PR #23, opened 2021-11-16
get exits more reliably and get deeper nested paths

RafaelOrtizRC:
This updates our probes with the following features:
* get deeper nested paths from process starts
* get inode information more reliably
* capture process exits more reliably

### DIFF
--- a/src/process-events.c
+++ b/src/process-events.c
@@ -34,6 +34,15 @@ struct bpf_map_def SEC("maps/read_flush_index") read_flush_index = {
     .namespace = "",
 };
 
+struct bpf_map_def SEC("maps/read_path_skip") read_path_skip = {
+    .type = BPF_MAP_TYPE_PERCPU_ARRAY,
+    .key_size = sizeof(u32),
+    .value_size = sizeof(u64),
+    .max_entries = 1,
+    .pinning = 0,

**INSTRUCTIONS TO FOLLOW**
Search the records above for the string "more". Copy every line that contains it.

**EXERCISE OUTPUT**
get exits more reliably and get deeper nested paths
* get inode information more reliably
* capture process exits more reliably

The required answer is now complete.